Saved data entries:
───
PR #472, opened 2025-04-14
Create a package extension for MathOptInterface.jl

amontoison:
cc @odow


Project.toml
```diff
@@ -6,23 +6,28 @@ version = "1.8.0"
...
+MathOptInterface = "b8f27783-ece8-5eb3-8dc8-9495eed66fee"
 PrecompileTools = "aea7be01-6a6a-4083-8856-8a6e6704d82a"
 
+[extensions]
+IpoptMOI = ["MathOptInterface", "PrecompileTools"]
+
 [compat]
-HSL_jll = "3, 4, 2023, 2024"
-Ipopt_jll = "=300.1400.400, =300.1400.1400, =300.1400.1600,=300.1400.1700"
+HSL_jll = "3, 4, 2023, 2024, 2025"
```
odow, line 19: Let's keep this to a different PR

odow:
Perhaps just to be very clear: I'm not against merging something like this, but it needs a lot of careful thought and testing before we do.

src/Ipopt.jl
```diff
@@ -22,7 +21,11 @@ function __init__()
 end
 
 include("C_wrapper.jl")
-include("MOI_wrapper.jl")
+
+# Functions needed by the MOI extension
+function Optimizer end
+function _VectorNonlinearOracle end
+function CallbackFunction end
```
odow, line 28: So I have issues with these: they are not functions, they are structs. Someone might have written `::Ipopt.Optimizer` or `::Ipopt.CallbackFunction` in user-code and this would break.

If we're going to do this, I want zero user-breakage.

amontoison: I started to investigate if it fixes the failing tests but it is not the case.
It is not the good approach.

odow:
Closing in favor of #478

PR #475, opened 2025-04-14
Add a function IpoptVersion

### LINKED ISSUE #473: Update MOI.get(::Optimizer, ::MOI.SolverVersion)
We should use the version of `Ipopt_jll.jl` where all numbers are divided by 100.
-> https://github.com/jump-dev/Ipopt.jl/blob/master/src/MOI_wrapper.jl#L236

amontoison:
close #473 

Update: Julia 1.9 seems required for `pkgversion`.

### DIFF
--- a/src/C_wrapper.jl
+++ b/src/C_wrapper.jl
@@ -479,3 +479,12 @@ function GetIpoptCurrentViolations(
     end
     return
 end
+
+function IpoptVersion()
+    ipopt_jll_version = pkgversion(Ipopt_jll)
+    major = ipopt_jll_version.major ÷ 100
+    minor = ipopt_jll_version.minor ÷ 100
+    patch = ipopt_jll_version.patch ÷ 100
+    ipopt_version = "$major.$minor.$patch"
+    return ipopt_version
+end
--- a/src/Ipopt.jl
+++ b/src/Ipopt.jl
@@ -33,7 +33,8 @@ export IpoptProblem,
     OpenIpoptOutputFile,
     SetIpoptProblemScaling,
     SetIntermediateCallback,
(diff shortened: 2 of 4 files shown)


src/C_wrapper.jl
```diff
@@ -479,3 +479,12 @@ function GetIpoptCurrentViolations(
     end
     return
 end
+
+function IpoptVersion()
+    ipopt_jll_version = pkgversion(Ipopt_jll)
```
odow, line 484: This requires Julia v1.9, and it also assumes a particular naming scheme of Ipopt_jll that is not guaranteed. It also does not account for `]dev`ed versions of Ipopt_jll. I just don't think we need this function.

amontoison: You can't dev an old version of `Ipopt_jll.jl` because of the compat entries.
All versions supported this particular naming scheme of Ipopt_jll.
I agree that Julia 1.9 is an issue.

odow: What is the benefit of having this? Why is it useful?

amontoison: It is just that the number is wrong if someone use it in MOI.
I don't know how useful it is for you but if we implement it, it should return something correct.
```julia
MOI.get(::Optimizer, ::MOI.SolverVersion)
```

odow: Ah I didn't look below to see

https://github.com/jump-dev/Ipopt.jl/blob/801b6a0a055f79bbf5d785f80f9ba9cdb2333ec9/src/MOI_wrapper.jl#L236

amontoison:
It's fine for me.
I close the PR.

PR #476, opened 2025-04-14
Fix MOI.SolverVersion

odow:
Closes #475


amontoison (approved):

odow:
I chose to leave the full Ipopt_jll version string. MOI doesn't make any claims about what `SolverVersion` should return. It seemed simpler than assuming some structure in the version

https://github.com/jump-dev/MathOptInterface.jl/blob/c611a46401769ce0941eff9562787b05f26f4948/src/attributes.jl#L835-L860

PR #498, opened 2025-08-08
Support Ipopt 3.14.19

amontoison:
I also updated the version of MUMPS (5.8.1).


amontoison:
@odow I think we should start to remove the support of old versions of Ipopt.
───
» **What the task requires**
Only lines with the word "odow" are wanted, so copy each one from the records.

» **Written solution**
cc @odow
odow, line 19: Let's keep this to a different PR
odow:
odow, line 28: So I have issues with these: they are not functions, they are structs. Someone might have written `::Ipopt.Optimizer` or `::Ipopt.CallbackFunction` in user-code and this would break.
odow:
odow, line 484: This requires Julia v1.9, and it also assumes a particular naming scheme of Ipopt_jll that is not guaranteed. It also does not account for `]dev`ed versions of Ipopt_jll. I just don't think we need this function.
odow: What is the benefit of having this? Why is it useful?
odow: Ah I didn't look below to see
odow:
odow:
@odow I think we should start to remove the support of old versions of Ipopt.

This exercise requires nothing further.